INTERIOR OF SENATOR’S OFFICE.  EARLY MORNING

Office STAFF exchanging nervous looks

MAN and WOMAN in black suit and dress wearing dark sunglasses and holding equipment

Officious SENATOR struts into office

 

SENATOR  ARI “Bubba” GANT

“Good morning, gang. How you all doin’ this fine morning.  Especially you lovely Southern Belles? (WINKS)

 

MAN and WOMAN approach SENATOR

“Senator, we’re here for you to begin the new PACE protocol that begins immediately today pursuant to Joint Congressional Resolution 101.555

 

SENATOR ARI GANT laughs faintly

“Sir, and lovely lady, (WINKS).  What joints? We don’t smo…uh…have any joints here…”

 

MAN and WOMAN step closer to SENATOR

“Joint Resolution, Senator.  Resolution.”

 

WOMAN staffer speaks to SENATOR in southern accent

“Bubba, um…Senator.  That’s the PACE resolution.  You know the one on…sex.”

 

SENATOR wipes his brow

“Sex…what do you mean sex?”

 

WOMAN in black hands document to SENATOR

“Senator, please sign this form.”

 

SENATOR looks at form turns to WOMAN staffer

“What in the world is this, Sally May…?

 

WOMAN in black removes her sunglasses and smiles menacingly

“It’s PACE in Congress, Senator.”

 

SENATOR says to WOMAN staffer

“Sally May, would you kindly tell these folks that we’re too busy with the pace of our own legislative agenda and promises to the good people back home to put up with this nonsense.”

 

WOMAN staffer nervously answers

“Senator, sir.  I’m afraid you have to sign it.  It’s PACE.  You voted for it, remember?”

 

WOMAN in black

“Yes, Senator.  It’s PACE…Purge Anachronistic Cultural Environment.”

 

SENATOR grabs paper from WOMAN in black

“Wait!  I thought PACE was to make decisions behind closed doors to speed up things around here without all those annoying public committee hearings.  And what is this form?”

 

WOMAN in black smiles again

“PRUDE”

 

SENATOR stares then laughs

“Prude?  Whoa, sweetheart.  I’m certainly no prude.  Tell her, Sally May.  I can have as good a time as the next good ole boy back home.”

 

WOMAN staffer yanks SENATORS sleeve and blushes

“You have to read it and sign it, sir.  PRUDE is Personnel Refusal of Uninvited Demands Edict.  I…I’m…sorry…but I signed it this morning along with all the other staff.”

 

STAFF nods their heads in unison

 

SENATOR’s face turning red in anger

“PRUDE form!  This is a bunch of…”

 

WOMAN in black steps even closer to SENATOR and hands him another form

“The PRUDE form…with your signature…then is attached to this document CRETIN.”

 

SENATOR throws  form angrily into wastepaper basket

Cretin!  How dare you!
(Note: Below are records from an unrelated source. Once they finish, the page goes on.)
PR #1383, opened 2023-02-19
Searchbox to filter notebook list

zzeekk:
Hello,
I have a implemented a small practical improvement in the frontend to filter the notebook list by a search box. It helps finding notebooks by name in large repositories.
It implements a case-insensitive filter on the path of the entries of the tree view.
It needed some CSS adaptions to make the searchbox in the ui-panel-header adapting its size.
Hope this fits with your idea and coding practices for Polynote, otherwise let me know.
Best, zzeekk

### DIFF
--- a/polynote-frontend/style/styles.less
+++ b/polynote-frontend/style/styles.less
@@ -1495,17 +1495,25 @@ button.inspect.icon-button {
     grid-area: head;
     position: relative;
     user-select: none;
+    display: flex; 
+    align-items: center; 
+    min-width: 0; 
+    overflow: hidden;
+    height: 1em;
+
     .left-buttons, .right-buttons {
-      position: absolute;
-      top: .1em;
-      bottom: .1em;
       line-height: 1.8em;
     }
 
     .right-buttons {
-      right: 0;
       text-align: right;
-      padding-right: .25em;
+    }
+
+    .middle-area {
+      flex-grow: 1;
+      input.notebook-searchbox {
+        width: 100%;
+      }
     }
 
     button.icon-button {
--- a/polynote-frontend/polynote/ui/component/notebook/kernel.ts
+++ b/polynote-frontend/polynote/ui/component/notebook/kernel.ts
@@ -118,6 +118,7 @@ export class Kernel extends Disposable {
             span(['left-buttons'], [
                 helpIconButton([], "https://polynote.org/latest/docs/kernel-pane/"),
             ]),
+            span(['middle-area'], ""),
             span(['right-buttons'], [
                 iconButton(['connect'], 'Connect to server', 'plug', 'Connect').click(evt => this.connect(evt)),
                 iconButton(['start'], 'Start kernel', 'power-off', 'Start').click(evt => this.startKernel(evt)),
--- a/polynote-frontend/polynote/ui/component/notebooklist.ts
+++ b/polynote-frontend/polynote/ui/component/notebooklist.ts
@@ -10,7 +10,8 @@ import {
     para,
     span,
     tag,
-    TagElement
+    TagElement,
+    textbox
 } from "../tags";
 import {ServerMessageDispatcher} from "../../messaging/dispatcher";
 import {deepCopy, diffArray, getHumanishDate} from "../../util/helpers";
@@ -219,6 +220,7 @@ class SortHeader {
 export class NotebookList extends Disposable {
     readonly el: TagElement<"div">;
     readonly header: TagElement<"h2">;
+    readonly searchbox: TagElement<"input">;
 
     private dragEnter: EventTarget | null;
     private tree: BranchEl;
@@ -231,11 +233,15 @@ export class NotebookList extends Disposable {
         searchModal.show();
         searchModal.hide();
 
+        this.searchbox = textbox(['notebook-searchbox'], 'search');
+        //this.el = div(['notebooks-list'], [div(['tree-view'], [this.tree.el])])
+        //    .listener("contextmenu", evt => NotebookListContextMenu.get(dispatcher).showFor(evt));
         this.header = h2(['ui-panel-header', 'notebooks-list-header'], [
             'Notebooks',
             span(['left-buttons'], [
                 helpIconButton([], "https://polynote.org/latest/docs/notebooks-list/"),
             ]),
+            span(['middle-area'], [this.searchbox]),
             span(['right-buttons'], [
                 iconButton(['create-notebook'], 'Create new notebook', 'plus-circle', 'New').click(evt => {
                     evt.stopPropagation();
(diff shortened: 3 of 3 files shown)


zzeekk:
Frontend-build fails with a strange error:
```
Error: error:0308010C:digital envelope routines::unsupported
    at new Hash (node:internal/crypto/hash:71:19)
    at Object.createHash (node:crypto:133:10)
    at BulkUpdateDecorator.hashFactory (/home/runner/work/polynote/polynote/polynote-frontend/node_modules/webpack/lib/util/createHash.js:138:18)
    at BulkUpdateDecorator.update (/home/runner/work/polynote/polynote/polynote-frontend/node_modules/webpack/lib/util/createHash.js:44:50)
    at OriginalSource.updateHash (/home/runner/work/polynote/polynote/polynote-frontend/node_modules/webpack-sources/lib/OriginalSource.js:104:8)
    at NormalModule._initBuildHash (/home/runner/work/polynote/polynote/polynote-frontend/node_modules/webpack/lib/NormalModule.js:737:17)
    at handleParseResult (/home/runner/work/polynote/polynote/polynote-frontend/node_modules/webpack/lib/NormalModule.js:801:10)
    at /home/runner/work/polynote/polynote/polynote-frontend/node_modules/webpack/lib/NormalModule.js:854:4
    at processResult (/home/runner/work/polynote/polynote/polynote-frontend/node_modules/webpack/lib/NormalModule.js:625:11)
    at /home/runner/work/polynote/polynote/polynote-frontend/node_modules/webpack/lib/NormalModule.js:676:5
/home/runner/work/polynote/polynote/polynote-frontend/node_modules/loader-runner/lib/LoaderRunner.js:146
		if(isError) throw e;
```
Can you please retry? I have no permissions for this.

zzeekk:
I guess the error is because i'm missing some permissions on the project, can you please check?

polynote-kernel/src/main/scala/polynote/data/Rope.scala
```diff
@@ -114,7 +114,7 @@ object Rope {
 
   /** Creates a rope from a character array. */
   def apply(a: Array[Char]): Rope =
-    if (a == null || a.isEmpty) {
+    if (a == null || a.length == 0) {
```
omidmogasemi, line 117: Could you explain the reasoning behind this change?

omidmogasemi:
Hey @zzeekk! Thanks for the PR - definitely a needed feature. Could you include a screenshot of what this looks like now (or perhaps a quick demo video showing the filtering)? I'm not sure why the build is failing - I will look into it in a bit as we haven't seen this error pop up before.

polynote-kernel/src/main/scala/polynote/data/Rope.scala
zzeekk: Polynote build fails in my environment on this point. As far as i understood isEmpty needs an implicit conversion, and there is a conflict in the implicit resolution with JDK15+, see also https://github.com/scala/bug/issues/12172 and the proposed simple workaround https://github.com/scala/bug/issues/12172#issuecomment-706712575.

omidmogasemi:
Hey @zzeekk! It looks like Jeremy has fixed the build errors - would you mind merging master into this branch? That should solve the build error.

zzeekk:
Find attached a small video:
https://user-images.githubusercontent.com/13715754/224515820-43f217fd-e8d6-4c1a-871c-74bbbc38f34a.mp4

polynote-kernel/src/main/scala/polynote/data/Rope.scala
omidmogasemi: Gotcha - we develop internally with Polynote on JDK 8, which is probably the reason for this issue. Is it possible to try this out local on JDK 8? We'd prefer to not have to change this if possible, but I can also submit the change to your branch if not.

omidmogasemi:
Thanks for the demo! It LGTM - thanks for making the search recursive as well down the branches. cc @jeremyrsmith @jonathanindig for thoughts on the UI.

polynote-frontend/style/styles.less
```diff
@@ -1495,17 +1495,25 @@ button.inspect.icon-button {
...
+    display: flex; 
+    align-items: center; 
+    min-width: 0; 
+    overflow: hidden;
+    height: 1em;
+
     .left-buttons, .right-buttons {
-      position: absolute;
-      top: .1em;
-      bottom: .1em;
```
omidmogasemi, line 1501: Curious for the decision to remove these paddings - this a pretty fragile area of our CSS.

polynote-frontend/style/styles.less
```diff
@@ -1495,17 +1495,25 @@ button.inspect.icon-button {
...
       line-height: 1.8em;
     }
 
     .right-buttons {
-      right: 0;
       text-align: right;
-      padding-right: .25em;
```
omidmogasemi, line 1508: Same here. I think making this `display: flex` on line 1498 makes sense, but we do lose these area paddings, no?

omidmogasemi:
I see this when I try to run this locally - I believe it might be due to the removed padding issues? I just opened a regular version on my laptop, the screen was not a particularly small size.

omidmogasemi:
I see this when I try to run this locally - I believe it might be due to the removed padding issues? I just opened a regular version on my laptop, the screen was not a particularly small size.

image

polynote-kernel/src/main/scala/polynote/data/Rope.scala
zzeekk: Yes, this works on JDK 8, but JDK 8 is outdated in most of the customer environments i work. In my opinion a Polynote build should also work with current JDKs, but you can compile with compatibility settings for JDK 8, e.g. targetCompatibility 1.8. What do you think?

polynote-frontend/style/styles.less
zzeekk: Hi @omidmogasemi, to my knowlegde this part of css is only used in the header of notebook and kernel panel, and that's where we need flexbox layout to scale the search box properly 
-> removing absolut positioning from right button and make searchbox using the free space shifts  the right button again to the right.
As the buttons are no longer positioned absolute, in my opinion the alignment of the buttons has to just look nice again in end and be stable on different browsers and media queries. Thats what it does, see video below. Please check comment below to re-test on your side again...

zzeekk:
> I see this when I try to run this locally - I believe it might be due to the removed padding issues? I just opened a regular version on my laptop, the screen was not a particularly small size.
> 
> image

Hi @omidmogasemi, we had a similar issue when upgrading from 0.4.x to 0.5 on some environments. It turned out to be a caching issue of style sheets of Polynote, means the browser used still old stylesheets together with HTML-code generated by the new code base. Can you retry to refresh Polynote in your browser with Shift-F5? This resolved the problems in our environments.

Attached a small video how scaling looks like in my Chrome browser, but we also tried on Edge and others:
https://user-images.githubusercontent.com/13715754/228195745-f759fae3-b37d-4133-9776-5e004199be11.mp4

Issue #1398, opened 2023-07-12
Output truncating issues 


omidmogasemi:
There appear to be a few issues with truncating output: 
- We can probably be a little bit less aggressive about truncating outputs that don't have too many characters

I’m a U.S. Senator!  You will respect me and my office!”

 

WOMAN staffer

“Sir, CRETIN is Congressional Report to Eliminate Touching and Inappropriate Notions.  You…well…you voted for that, too.”

 

MAN in black suit and sunglasses with equipment approaches SENATOR

“Senator, please put this on now.”

 

WOMAN in black puts sunglasses back on

“It’s EROTIC, sir.”

 

SENATOR confused

“You mean you’re asking me to watch porn?  Here in the office I usually don’t…”

 

WOMAN staffer

“Bubba, sir.  Not that kind of erotic. It’s Electronic Remote Observation of Transgressions in Congress.”

 

MAN in black attaches bodycam with microphone to SENATOR’s lapel

“Everything you do and say during your day will be recorded, downloaded to a server and reviewed by the SPOT team for entry into the Congressional Record.  SPOT is Surveillance Proof of Trouble.”

 

SENATOR looks at WOMAN staffer for several seconds

“What the devil!  This is outrageous!  Let me guess, Sally May.  I voted for this, too?”

 

MAN in black asks WOMAN in black

“We’re hooked up.  Is it working?”

 

WOMAN in black on cellphone to SPOT team

“Roger that.  SPOT says both the audio and video images are clear.”  (LAUGHS)  “Oh, he is is he?”

 

SENATOR shouts

“You mean I have to sign this form and wear this…stuff…everyday?”

 

MAN and WOMAN in black in unison

Yes, sir.  We have to keep PACE, sir.”

 

DISSOLVE TO INTERIOR OF OFFICE OF REPRESENTATIVE U.N. NOTEWORTHY

 

REPRESENTATIVE NOTEWORTHY sitting on edge of SECRETARY’S desk

“Sooo, missy…this is the progressive way to get things done.”  (PATS SECRETARY’S HAND)

 

MAN and WOMAN wearing black suit and dress and wearing dark sunglasses enter office

“Good morning, Representative, Noteworthy.  We’re from PACE.”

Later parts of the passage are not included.